Space-Cultivated Stem Cells Spark Interest among Doctors and Medical Researchers
The International Space Station (ISS) has become more than just a celestial laboratory for cool science experiments. It's also a groundbreaking platform for medical research, particularly in the field of stem cell studies.
Recent advancements in stem cell research on the ISS have been focusing on adult stem cells, such as mesenchymal stem cells, and the creation of organoids derived from reprogrammed stem cells. These organoids are 3D clusters of cells that mimic real organ structures, and the microgravity environment on the ISS may allow them to develop more complex features, like blood vessels, which are difficult to achieve on Earth due to gravity constraints.
The hope is that this research will lead to improved understanding and potential treatment options for diseases linked to aging and adult stem cell function, such as ALS, Parkinson’s, and cardiovascular conditions.
One of the key developments in this area is the work being done by the Allen Institute for Cell Science. They have sent frozen stem cells to the ISS to grow heart and brain organoids in space. The goal is to gain insights that could lead to new treatments for these age-related diseases.

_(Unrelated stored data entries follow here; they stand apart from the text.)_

PR #99, opened 2016-05-25
Pool gets stuck if a connection marked for immediateRelease times out

nbrachet:
since that connection is still in the connectingConnections array, getAll() returns 1 connection and doesn't restart the pool.
However pool.isConnected() returns false since connection.isConnected() returns false and pool.state was left as CONNECTING. All new work gets deferred on the disconnectHandler waiting for reconnection which will never happen.


christkv:
do you have a test case that reproduces this ?

nbrachet:
I don't have one handy, but let me see if I can put one together...

PR #102, opened 2016-05-31
reset socketTimeout which may have been overwritten during a monitoring operation

nbrachet:


christkv:
I'm not sure what you are trying to accomplish the goal is to use the connection timeout setting for the monitoring operations not the socket timeout as we don't want the call to hang.

nbrachet:
Here's the scenario: I have a connectionTimeout set to 5s, and a socketTimeout of 2min.
The current behavior (without the PR) the pool is created with one connection in it, with the correct connectionTimeout then socketTimeout. However as soon as a monitoring operation is scheduled that socket gets the monitoringSocketTimeout -- which defaults to connectionTimeout. 5s later the connection times out, instead of the expected 2min socketTimeout.
That's why I propose to reset the timeout on the socket to socketTimeout when the connection is released back into the pool. That way monitoring operations are executed under the monitoringSocketTimeout, and regular operations under the socketTimeout.

I am confused about why monitoring operations would use the connection timeout, and not the socket timeout? The connection is connected by the time the monitoring operation is scheduled.
That's the second part of this PR which defaults the monitoringSocketTimeout to socketTimeout instead of connectionTimeout.
Note that would incidentally "fix" the problem I describe above, but wouldn't be quite correct -- all you'd have to do is add an explicit monitoringSocketTimout to the mix.

lib/connection/pool.js
```diff
@@ -83,9 +83,9 @@ var Pool = function(options) {
   this.executing = false;
   // Unref pool
   this.unreference = false;
-  // Set the monitoring connection timeout
+  // Set the monitoring socket timeout
   this.monitoringSocketTimeout = typeof options.monitoringSocketTimeout == 'number'
-    ? options.monitoringSocketTimeout : options.connectionTimeout;
+    ? options.monitoringSocketTimeout : options.socketTimeout;
```
christkv: should still be connectionTimeout as you want the monitoring process for a replicaset to timeout as fast as possible if there is a hanging socket write so it can retry.

Issue #105, opened 2016-06-09
Missing connection ID in APM API


laurie71:
The connectionId property of the event object passed to "started" instrumentation event handlers is supposed to always be set, but is often being passed as `undefined`. I traced this back to `Pool.prototype.get()`, having `index` set to NaN. 

I haven't traced the root cause of that, but adding a check to set it to -1 if it is NaN right before it is incremented fixes the problem. I know that's probably not the right fix so I haven't created a pull request. 

Hoping someone can figure out why that property is getting a bad value. I'll keep digging in the mean time and see if I can get to the root cause.

Found in mongodb-core@1.2.31 / mongodb@2.1.21. The same problem occurs using master as of now.

laurie71:
Saw the problem right after posting this issue. It happens when this.connections.length == 0; that causes get() to set this.index to `this.index % 0`. PR incoming.

christkv:
please let me know if this is still a problem in the 2.0.x series of mongodb-core with the mongodb driver 2.2 series

PR #106, opened 2016-06-09
Possible fix for #105

laurie71:
This ensures Pool#index is always valid (or at least never NaN). An undefined connectionId property will still be passed to the APM event handlers if they're called before any connections have been established, but this fixes the problem thats' currently occurring post start-up.


christkv:
closing as the new 2.0 branch have redesigned internals. please reopen if problem persists

PR #107, opened 2016-07-08
Fix read preference tag selection bug

tmichel:
Variable `tags` was not defined so it evaluated to `undefined` and when filtering for tags it always returned an empty array of servers. This caused an infinite retry loop of connecting to mongo.

### DIFF
--- a/lib/topologies/replset.js
+++ b/lib/topologies/replset.js
@@ -911,7 +911,7 @@ var clearCredentials = function(s, ns) {
 var filterByTags = function(readPreference, servers) {
   if(readPreference.tags == null) return servers;
   var filteredServers = [];
-  var tagsArray = !Array.isArray(readPreference.tags) ? [tags] : tags;
+  var tagsArray = !Array.isArray(readPreference.tags) ? [readPreference.tags] : readPreference.tags;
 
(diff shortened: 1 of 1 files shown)


christkv:
not sure if this is still a problem in 2.0 branch, closing for now, please reopen if still an issue

tmichel:
You are correct, this is fixed on the 2.0 branch but dropping support for 1.3 while mongoose still uses a version of `mongodb` package that is dependent on 1.3.x version of `mongodb-core` is makes this feature useless for all mongoose users.

christkv:
I expect mongoose to deliver a update using 2.2.x soon as there are no breaking api changes only internal refactorings.

christkv:
what version of the driver are you using that has this problem

tmichel:
We have mongoose 4.4.20 which trickles down to mongodb-core 1.3.18. But I checked mongoose 4.5.3 still uses an older version of mongodb-core.

christkv:
I'l going to speak with val about doing a release for the 4.4.x and 4.5.x branches to use the new driver as it contains a lot of improvements and also will be the mongodb 3.4 official driver series.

NASA is also conducting research on the ISS, studying mesenchymal stem cells alongside bone-forming cells to investigate changes induced by microgravity that contribute to bone loss. This research is particularly relevant to both astronauts and millions of aging individuals on Earth who suffer from osteoporosis and other age-related bone diseases.
Furthermore, efforts are being made to produce stem cells in space and study engineered liver tissue, advancing regenerative medicine applications that may benefit age-related tissue degeneration. There are also attempts to bioprint implantable devices on the ISS meant to support nerve regrowth, which holds potential for treating traumatic nerve injuries that become more problematic with aging.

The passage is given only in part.